2009-01-09

英国王給仕人に乾杯!

 チェコ映画に詳しいわけではないが今評判のイジー・メンツェル監督作品『英国王給仕人に乾杯!(原題:Obsluhoval jsem anglického krále、英題:I Served the King of England)』を見てきた。
 作品の中で主人公が何度もつぶやくセリフ「幸運には不運が、不運には幸運が、いつもドンデン返しでやってくる。
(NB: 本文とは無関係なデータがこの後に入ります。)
Issue #934, opened 2023-01-11
Handle passing Kubeconfig to plugins (Executor and Sources)


pkosiec:
## Acceptance Criteria

Handle Kubeconfig passing for executors:

   - Generate and pass Kubeconfig as a part of Context for each execution of a Kubernetes-related executor. 
   - ~~Modify plugin manager to run plugins in a restricted environment.~~
      - ~~It doesn't influence the way how we run source and executor plugins. Each plugin will be ran in a single subprocess, in a single restricted subdirectory.~~
   - Ensure already existing plugins support it.
       - ConfigMap Source
       - Helm plugin
       - #841 + #840, if they are already done 
   - Add necessary tests
     - ~~use mocked file system (?) (https://github.com/spf13/afero)~~
     - testing "scheduler" that spawns plugins.
   - Make sure that plugins works by default in the backward compatible way.
   - Take into account the default k8s Namespace when creating a dedicated kubeconfig
   - Make sure that `rbac` property is optional
      - If the rbac context is not provided (as a result, rbac.user|group.type is empty), Botkube won't create a temporary Kubeconfig for a given plugin.

Relates to #841 and #840. Depending which tasks will be done earlier, ensure a proper Kubeconfig is passed.

Resources:
- See [the RBAC proposal](https://github.com/kubeshop/botkube/blob/main/docs/proposal/2022-12-23-rbac.md#plugin-isolation)
- [POC implementation](https://github.com/kubeshop/botkube/pull/909/files#diff-d29b5dae5d8d707b61f73c2330ccab2e4e787ebd554d054bbcd11b04cb2e9043R345)
- solve the issue described in [the investigation doc](https://github.com/kubeshop/botkube/tree/main/docs/investigation/rbac#process-isolation)

## Related issues & reason

- https://github.com/kubeshop/botkube/issues/712
- https://github.com/kubeshop/botkube/issues/1021 since, it is not doable to introduce isolation for now.

## Notes

Strategy for RBAC isolation:
1. Dynamically create subdirectories for a given execution
    - Plugins **MUST** respect a given kubeconfig path
2. Just start multiple process for all unique RBAC binding:
    - if `kubectl` is bind to 2 different channels and `group` strategy is used, we simply start 2 `kubectl` processes.
    - please check the cost of starting those processes (CPU/Memory)

Issue #945, opened 2023-01-18
Add e2e tests coverage for plugins RBAC


mszostok:
# Description

Add e2e tests coverage for plugins RBAC. This task depends on:
- https://github.com/kubeshop/botkube/issues/934
- https://github.com/kubeshop/botkube/issues/933

# AC

- The happy path flow:
  - test per channel RBAC
  - test static user mapping
  - test when RBAC is not provided at all
  - test that the default configuration works (it's will be a side effect of proper migration in https://github.com/kubeshop/botkube/issues/933)

## Related issues & reason

https://github.com/kubeshop/botkube/issues/712

PR #1020, opened 2023-03-20
Generate kube config based on plugin RBAC

josefkarasek:
## Description

- Add `kubeConfig string` to executor context
- Generate kube config per plugin invocation based on plugin RBAC

## Related issue(s)

https://github.com/kubeshop/botkube/issues/934


cmd/botkube/main.go
```diff
@@ -104,6 +104,11 @@ func run(ctx context.Context) error {
 		logger.Warnf("Configuration validation warnings: %v", confDetails.ValidateWarnings.Error())
 	}
 
+	restCfg, err := rest.InClusterConfig()
```
josefkarasek, line 107: This will fail when not run in a kubernetes pod. Add a flag/switch, eg rbac defined?

pkg/execute/plugin_executor.go
```diff
@@ -82,6 +95,7 @@ func (e *PluginExecutor) Execute(ctx context.Context, bindings []string, slackSt
 		Context: executor.ExecuteInputContext{
 			IsInteractivitySupported: cmdCtx.Platform.IsInteractive(),
 			SlackState:               slackState,
+			KubeConfig:               kubeconfig,
```
josefkarasek, line 98: Should all executor plugins get a kubeconfig?
If we add a new field to `api.Metadata`, can plugin executor access that field?

cmd/botkube/main.go
huseyinbabal: I did same thing here https://github.com/kubeshop/botkube/blob/3e1d8a99c8a18244d2203c12a42509e9b7799280/internal/source/kubernetes/client.go#L28

pkg/execute/plugin_executor.go
pkosiec: As it is in AC of the task:

> Make sure that rbac property is optional
>    If the rbac context is not provided (as a result, rbac.user|group.type is empty), Botkube won't create a temporary Kubeconfig for a given plugin.

So no, if context.rbac is not provided, we won't create kubeconfig. So this property should be optional (probably a pointer).

pkg/execute/plugin_executor.go
```diff
@@ -234,3 +248,39 @@ func (e *PluginExecutor) getEnabledPlugins(bindings []string, cmdName string) ([
 
 	return out, fullPluginName
 }
+
+func (e *PluginExecutor) generateKubeConfig(rbac config.PolicyRule) (string, error) {
```
pkosiec, line 252: Remember that this kubeconfig should be deleted after execution. And yes, for now we should support:

- static mapping for both users and groups
- channel-based group mapping.

proto/executor.proto
```diff
@@ -23,6 +23,7 @@ message ExecuteRequest {
 message ExecuteContext {
 	bool isInteractivitySupported = 1;
 	bytes slackState = 2;
+	string kubeConfig = 3;
```
pkosiec, line 26: Remember that kubeconfig should be also passed to Source plugins as a part of the source plugin process launch.

So: 
for executor - generate & pass kubeconfig per command execution
for source - generate & pass kubeconfig before starting the source plugin binary

pkg/execute/plugin_executor.go
mszostok: discussed f2f, for now we can don't remove them as it may generates additional problems, e.g.:
- multiple users call the executor (create dedicated files? make sure that we use the same one?)
- clean-up logic: can we remove file? what if it's still in use by other executor call?

so maybe we can skip it to just simplify the first implementation and create a follow-up task that we can refine and impl later if needed.

proto/source.proto
```diff
@@ -20,8 +20,11 @@ message StreamRequest {
 
 message StreamContext {
 	bool isInteractivitySupported = 1;
+	// kubeConfig is path to kubeConfig on local FS
 	string kubeConfig = 2;
```
josefkarasek, line 24: This isn't used anywhere.

internal/source/dispatcher.go
```diff
@@ -96,13 +99,18 @@ func (d *Dispatcher) Dispatch(dispatch PluginDispatch) error {
...
+		return fmt.Errorf("while generating kube config for %s: %w", dispatch.pluginName, err)
+	}
+
 	ctx := dispatch.ctx
 	out, err := sourceClient.Stream(ctx, source.StreamInput{
 		Configs: dispatch.pluginConfigs,
 		Context: source.StreamInputContext{
 			IsInteractivitySupported: dispatch.isInteractivitySupported,
 			ClusterName:              dispatch.cfg.Settings.ClusterName,
-			KubeConfig:               dispatch.cfg.Settings.Kubeconfig,
```
josefkarasek, line 105: This might break existing functionality. We might as well remove kube config from helm

helm/botkube/values.yaml
```diff
@@ -116,6 +116,25 @@ sources:
     # -- Describes Kubernetes source configuration.
     # @default -- See the `values.yaml` file for full object.
     botkube/kubernetes:
+      context: &defaultExecutorContext
```
huseyinbabal, line 119: name `defaultExecutoContext` seems confusing under source plugin

huseyinbabal:
@josefkarasek could you please share an rbac config for channel based configuration? I am doing e2e test, I only managed to handle static one

proto/source.proto
pkosiec: What do you mean by this comment? Shouldn't it be used? We need to pass kubeconfig to source plugin somehow, right? it would be good to pass it explicitly in grpc api same as for executors.

pkg/pluginx/kubeconfig.go
```diff
@@ -0,0 +1,34 @@
+package pluginx
+
+import (
+	"context"
+	"fmt"
+	"os"
+	"path/filepath"
+)
+
+func PersistKubeConfig(ctx context.Context, kc []byte) (string, func(context.Context) error, error) {
```
pkosiec, line 10: Please wrap all errors

helm/botkube/values.yaml
```diff
@@ -141,6 +160,7 @@ sources:
     # -- Describes Kubernetes source configuration.
     # @default -- See the `values.yaml` file for full object.
     botkube/kubernetes:
+      context: *defaultExecutorContext
```
huseyinbabal, line 163: confusing default value

internal/plugin/kubeconfig.go
```diff
@@ -0,0 +1,80 @@
...
+func generateUserSubject(rbac config.UserPolicySubject) (user string) {
+	switch rbac.Type {
+	case config.StaticPolicySubjectType:
+		user = rbac.Prefix + rbac.Static.Value
+	}
+	return
+}
+
+func generateGroupSubject(rbac config.GroupPolicySubject) (group []string) {
+	switch rbac.Type {
```
pkosiec, line 73: When exactly the channel name based group mapping will be supported? I know that it'll block the https://github.com/kubeshop/botkube/issues/945 task.

internal/executor/helm/executor.go
```diff
@@ -104,37 +104,45 @@ func (e *Executor) Execute(ctx context.Context, in executor.ExecuteInput) (execu
 		in.Command = fmt.Sprintf("%s -n %s", in.Command, cfg.DefaultNamespace)
 	}
 
+	kubeConfigPath, deleteFn, err := pluginx.PersistKubeConfig(ctx, in.Context.KubeConfig)
+	if err != nil {
+		return executor.ExecuteOutput{}, fmt.Errorf("while writing kubeConfig file: %w", err)
+	}
+	defer func() {
+		_ = deleteFn(ctx)
```
pkosiec, line 112: can we log the delete error please?

pkg/api/executor/grpc_adapter.go
```diff
@@ -36,6 +36,9 @@ type (
 		// IsInteractivitySupported is set to true only if communication platform supports interactive Messages.
 		IsInteractivitySupported bool
 
+		// KubeConfig is the path to kubectl configuration file.
```
huseyinbabal, line 39: Better to use something like `// KubeConfig is the slice of byte representation of kubeconfig file content`

proto/source.proto
josefkarasek: I added a new field (`[]byte`) in the spirit of not breaking existing API.

Since we don't have any 3rd party plugins depending on existing `kubeconfig` field, we can think about making breaking change.

https://github.com/kubeshop/botkube/blob/069937a024add2f4a35a9c5455360702a7715d1b/proto/source.proto#L21-L28

internal/source/dispatcher.go
mszostok: 2 cents from my side: I like that option however, even Argo Workflow which is quite popular project, it doesn't support external/multi-cluster (they have issue opened for more that 2years now). If someone wants to have such functionality, they can always use https://github.com/virtual-kubelet/virtual-kubelet#providers. Of course, it brings additional maintainer cost, but it's also a more powerful and “safer” option.

Maybe at the end it just brings not necessary complexity to the Botkube itself? Probably it's a question to @brampling whether we should leave that functionality or not.

---

However, if we will decide to leave that functionality, it would be good to name it like `context.remote.kubeconfig`? so it is easier to distinguish current cluster RBAC usage vs external one.

proto/source.proto
pkosiec: > I added a new field ([]byte) in the spirit of not breaking existing API.

Let's break it, we already had multiple breaking changes 👍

」を聞いてスタンリー・キューブリックの「バリー・リンドン」と「人間万事塞翁が馬」が頭に浮かんだ。
  監獄から出所した主人公ヤン・ジーチェが厳しい条件の中で新しい生活を築きながら野心に溢れていた若い頃を回想する構成は内容が盛り沢山だが、ストーリー展開は大変に分かりやすくおもしろい映画だ。
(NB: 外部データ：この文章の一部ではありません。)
PR #1033, opened 2023-03-31
skip k8s insight collection if remoteconfig is disabled

huseyinbabal:
## Description

- k8s insight collection is started even with OSS installation. Added condition to not start

## Testing

1. Run helm botkube with debug log enabled
2. You shouldn't see `time="2023-03-31T11:11:15Z" level=debug msg="Collecting Kubernetes insights"`

### DIFF
--- a/cmd/botkube/main.go
+++ b/cmd/botkube/main.go
@@ -388,7 +388,7 @@ func run(ctx context.Context) error {
 		}()
 		heartbeatReporter := heartbeat.GetReporter(remoteCfgEnabled, logger, gqlClient)
 		k8sCollector := insights.NewK8sCollector(k8sCli, heartbeatReporter, logger, reportHeartbeatInterval, reportHeartbeatMaxRetries)
-		return k8sCollector.Start(ctx)
+		return k8sCollector.Start(ctx, remoteCfgEnabled)
 	})
 
 	healthChecker.MarkAsReady()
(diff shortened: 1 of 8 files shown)


cmd/botkube/main.go
```diff
@@ -388,7 +388,7 @@ func run(ctx context.Context) error {
 		}()
 		heartbeatReporter := heartbeat.GetReporter(remoteCfgEnabled, logger, gqlClient)
 		k8sCollector := insights.NewK8sCollector(k8sCli, heartbeatReporter, logger, reportHeartbeatInterval, reportHeartbeatMaxRetries)
-		return k8sCollector.Start(ctx)
```
mszostok, line 391: why not to simply do the 
```go
	if !remoteCfgEnabled {
		k.logger.Debug("Remote config is not enabled, skipping k8s insights collection...")
		return nil
	}
```

at the beginning of the func? As a result also the `heartbeatReporter` and `k8sCollector` won't be created at all. Also the  `heartbeat.GetReporter` could be simplified.

huseyinbabal: How can't I see that :) on it...

huseyinbabal: Updated, please check

huseyinbabal: @mszostok as you suggested, I also simplified reporter

mszostok (approved):

Issue #1041, opened 2023-04-14
Kubernetes' recommendation settings ignore the namespace restriction


mszostok:
## Description

With such configuration:
```yaml
  'k8s-backend-err-events':
    displayName: "Kubernetes Errors"
    botkube/kubernetes:
      context: &default-plugin-context
        defaultNamespace: "default"
        rbac:
          group:
            type: Static
            static:
              values: [ "botkube-plugins-default" ]
      enabled: true
      config:
        recommendations: &recommendations
          pod:
            noLatestImageTag: true
            labelsSet: true
          ingress:
            backendServiceValid: true
            tlsSecretValid: true

        namespaces:
          include:
            - "backend"
        event:
          types:
            - error
        resources: &err-resources
          - type: v1/pods
          - type: v1/services
          - type: networking.k8s.io/v1/ingresses
```

we still get recommendation about resources from all namespace.

## Expected behavior

I get only recommendations for namespaces specified under `namespaces` property.

PR #1054, opened 2023-05-09
Use namespace filter in Recommendations

josefkarasek:
## Description

- Respect Kubernetes' recommendation settings

## Testing

Define source with recommendations 

```yaml
sources:
  'k8s-recommendation-events':
    displayName: "Kubernetes Recommendations"
    botkube/kubernetes:
      context: *default-plugin-context
      enabled: true
      config:
        namespaces:
          include:
            - "default"
        recommendations:
          pod:
            noLatestImageTag: true
            labelsSet: true
          ingress:
            backendServiceValid: true
            tlsSecretValid: true
```

Check that included namespaces work:

```
$ k delete pod nginx -n default; k run nginx --image=nginx -n default
```

Check that other namespaces are filtered out:

```
$ k delete pod nginx -n botkube; k run nginx --image=nginx -n botkube
```

Override config for `pods`:

```yaml
sources:
  'k8s-recommendation-events':
    displayName: "Kubernetes Recommendations"
    botkube/kubernetes:
      context: *default-plugin-context
      enabled: true
      config:
        namespaces:
          include:
            - "default"
        event:
          types:
            - create
        resources:
          - type: v1/pods
            namespaces:
              include:
                - "botkube"
        recommendations:
          pod:
            noLatestImageTag: true
            labelsSet: true
          ingress:
            backendServiceValid: true
            tlsSecretValid: true
```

 チェコスロバキアが辿った厳しい歴史の一端を知ることもできる。
 過去を回想するヤン・ジーチェ(オルドジフ・カイゼル)と若いヤン・ジーチェ(イヴァン・バルネフ)の対比が際立って見事だ。
 ビールと豪華な食事を真ん中に置いておかしくも悲しく、日和りながらも逞しく時代に流されたヤン・ジーチェが最後にたどり着いたところは理想郷のように思えた(写真は同映画の公式サイトから拝借した)。